Between May 2015 and May 2024, 266 patients were randomised (129 surveillance, 137 capecitabine). Median follow up was 70.7 months. Capecitabine significantly improved PFS (HR 0.69; 95% CI 0.54–0.89; p = 0.002), with median PFS of 5.0 vs 2.8 months. One-year PFS rates were 19.9% vs 6.8%; and two-year rates 8.1% vs 4.3%. No OS difference was observed (median OS: 10.5 vs 10.0 months; HR 0.87; 95% CI 0.67–1.12; p = 0.143). One and two-year OS rates were similar (1-year: 44.1% vs 45.7%; 2-year: 18.8% vs 16.8%).
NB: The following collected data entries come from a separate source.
PR #6123, opened 2024-04-03
chore(sdk): refactor inflight hosts to use inline policies in sim

Chriscbr:
Per a suggestion from #6079, this PR refactors the inflight host resources in the SDK (cloud.Service and cloud.Function) so that their policies are inlined. Other resources like `cloud.Api`, `cloud.Bucket`, `cloud.Topic`, `cloud.Schedule`, and `cloud.Queue` continue to use `sim.Policy`.

In general, `sim.Policy` is more flexible in the current implementation since using it doesn't automatically introduce a dependency on the resource(s) permissions are granted to. For example, a `Topic` can have external policy specifying that it can invoke a `Function`, without necessarily introducing a dependency between the `Topic` and `Function`.

But for `Function` or `Service`, this concern isn't as relevant since all of the permissions they use are derived from the inflight function(s) passed to them. So if a `Function` needs permissions for `Bucket`, it's going to also need an environment variable providing the name of the bucket, so a dependency between the two resources will be required either way.

## Checklist

- [ ] Tests added (always)


libs/wingsdk/src/simulator/graph.ts
```diff
@@ -1,9 +1,11 @@
+import { PolicyStatement } from "./simulator";
 import { resolveTokens } from "./tokens";
 
 export interface Definition {
   path: string;
   deps?: string[];
   props?: Record<string, any>;
+  policy?: PolicyStatement[];
```
eladb, line 8: Why not just model policy as a prop?

What's the motivation for the royal treatment?

libs/wingsdk/src/simulator/simulator.ts
```diff
@@ -796,6 +798,19 @@ export class Simulator {
     // allocate a handle for the resource so others can find it
     const handle = this._handles.allocate(path, resourceObject);
 
+    // if the resource is a policy, add it to the policy registry
+    if (resourceConfig.type === POLICY_FQN) {
```
eladb, line 802: Do we still really need this resource?

eladb (approved):
Sweet

libs/wingsdk/src/simulator/simulator.ts
Chriscbr: > Do we still really need this resource?

I mentioned how sim.Policy behaves differently in the PR description:

> In general, `sim.Policy` is more flexible in the current implementation since using it doesn't automatically introduce a dependency on the resource(s) permissions are granted to. For example, a `Topic` can have external policy specifying that it can invoke a `Function`, without necessarily introducing a dependency between the `Topic` and `Function`.

eladb: I see. It makes sense

eladb (approved):

MarkMcCulloh (approved):

libs/wingsdk/src/simulator/graph.ts
Chriscbr: Nothing special - either probably works alright. My thinking was to reserve "props" for config unique to the individual resources

PR #6152, opened 2024-04-04
fix: missing uncaught inflight exceptions when debugging

MarkMcCulloh:
During normal usage, when an unhandled exception occurs inflight we will prepare a stack trace for the user to show them where things went wrong. When debugging, the `throw` itself tells you it happened first. Since we were technically catching all inflight errors, the useful concept of "break on uncaught exception" didn't work.

With this change, the original errors remain uncaught and we can still communicate that error with the parent process.


Chriscbr (approved):

eladb (commented):
Sweet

Grade ≥3 adverse events were more frequent with capecitabine (46% vs 29%), with 21% experiencing grade 3 treatment related events.

Discussion

Maintenance capecitabine significantly prolonged PFS compared to surveillance, meeting the primary endpoint and supporting its use to extend disease control in advanced OGA.